* _TASK_:
Where does the word "lemmas" appear in the data? Copy every line that holds it.

* _MATERIAL FOR THIS EXERCISE_:
----

PR #1039, opened 2026-04-15
Add bounded derivative indices

juanjfndz:
## Summary

This PR restarts the jet layer of the local Classical Field Theory development by introducing only the reusable bounded derivative-index object.

- bounded derivative indices,
- coordinate-level jet points,
- fiber/affine jet API,
- jet regularity/support lemmas,
- total derivatives,

The earlier draft of this PR tried to introduce the local jet object directly. Following review feedback, this PR has been reshaped so that it now contains only the reusable derivative infrastructure piece. The jet-point layer will follow in subsequent PRs.

## What This PR Adds

This PR adds `Physlib/SpaceAndTime/Space/Derivatives/DerivativeIndex.lean`, together with its import in `Physlib.lean`.

Concretely, it provides:
- `Physlib.DerivativeIndex d k := { I : MultiIndex d // I.order ≤ k }`,
- `Fintype`, `DecidableEq`, and `Zero` instances,
- and the basic `@[simp]` lemmas for the zero derivative index.

## Why This Is Needed

Later local jet coordinates, finite sums over jet coordinates, and the local Euler--Lagrange formulas all use bounded multi-indices `I` with `|I| ≤ k`.

So this PR isolates the finite reusable indexing object first, before reintroducing the jet-point layer itself.

## Scope Of This PR

This PR is intentionally limited to bounded derivative indices.

It does not yet add:
- jet coordinates,
- jet points,
- affine fiber lines in jet space,
- or jet regularity/support lemmas.

Those will come in the next PRs.

## Build

Locally checked with:
- `python3 scripts/lint-style.py Physlib/SpaceAndTime/Space/Derivatives/DerivativeIndex.lean`
- `lake build Physlib.SpaceAndTime.Space.Derivatives.DerivativeIndex`
- `lake build Physlib`


Physlib/ClassicalFieldTheory/Local/LocalJet.lean
```diff
@@ -0,0 +1,102 @@
...
+/-- The zero multi-index as a derivative index of any order. -/
+def zeroIndex (d k : ℕ) : DerivativeIndex d k := ⟨0, by simp [Physlib.MultiIndex.order_zero]⟩
+
+/-!
+## B. Local jets
+
+-/
+
+/-- Local jets of order `k` for fields `Space d → Space m`. -/
+structure LocalJet (d m k : ℕ) where
```
jstoobysmith: I'm a bit confused about what this definition is meant to represent. More specifically how this is a `local jet`. To me it looks it represents a point in the jet bundle when the base is `Space d` and the fibers are `Space M` (should probably generalize to `U`).

Physlib/ClassicalFieldTheory/Local/LocalJet.lean
```diff
@@ -0,0 +1,102 @@
...
+namespace ClassicalFieldTheory
+namespace Local
+
+/-!
+## A. Derivative indices
+
+-/
+
+/-- The multi-indices on `d` coordinates of order at most `k`. -/
+abbrev DerivativeIndex (d k : ℕ) := { I : MultiIndex d // I.order ≤ k }
```
jstoobysmith: Would make own file in `Space.Derivatives`.

jstoobysmith:
Hey, just wanted to check in about this PR. No rush, just making sure things don't slip through the net.

juan-fernandez-gotherlabs:
It has been a busy week, and I want to look carefully at exactly how to handle the bundle setup. I’m still working toward the same goal. Thanks for the ping!

Physlib/ClassicalFieldTheory/Local/LocalJet.lean
juanjfndz: Sorry for the delay on this — I’ve been fairly tied up, and I also wanted to think more carefully about how this should actually be handled rather than replying too quickly.

I think your comments are pointing to a real issue in how I sliced this layer.

I agree that `DerivativeIndex` should not first appear inside `ClassicalFieldTheory.Local`. It looks like reusable derivative infrastructure, so my current plan is to move it out into its own file under `Space.Derivatives` first.

On the jet side, I think the problem is that what I put in this PR is really closer to a coordinate-level jet point for maps `Space d → Space m` than to something that should just be called `LocalJet` without further qualification. What I was trying to model was a point of the locally trivialized `k`-jet bundle, but I think the current name/API makes that too easy to read in a stronger sense than intended.

So, before I reshuffle the stack, my current thought is:
- first extract `DerivativeIndex` into `Space.Derivatives`,
- then reintroduce the jet layer as a clearer coordinate-level `JetPoint`-style object,
- and only after that add the affine / evaluation / regularity pieces in follow-up PRs.

I am also thinking about whether the bare coordinate container should generalize from `Space m` to a target `U`, while still keeping the later Euler--Lagrange coordinate API specialized to `Space m` for the current theorem.

If that direction sounds right to you, I’ll restructure the stack that way rather than trying to patch this PR in place.

Physlib/ClassicalFieldTheory/Local/LocalJet.lean
juanjfndz: Yes — agreed. I think this should move out first as reusable derivative infrastructure, rather than appearing for the first time in the local jet layer.

Physlib/ClassicalFieldTheory/Local/LocalJet.lean
jstoobysmith: This sounds like a good plan to me.

juanjfndz:
I have now reshaped this PR to contain only the reusable `DerivativeIndex` layer.

The coordinate-level `JetPoint` object, and then the affine / regularity pieces on top of it, will follow in the next PRs.

juanjfndz:
Hi @jstoobysmith — this one has now been reshaped down to just the reusable `DerivativeIndex` layer, following the plan above. If you get a chance to take another look, that would be very helpful; if this cut looks good, I’ll continue with the `JetPoint` core in the next PR.

jstoobysmith (approved):
Approved this - many thanks. Will merge shortly.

----

* _RESPONSE TO THE TASK_:
- jet regularity/support lemmas,
- and the basic `@[simp]` lemmas for the zero derivative index.
- or jet regularity/support lemmas.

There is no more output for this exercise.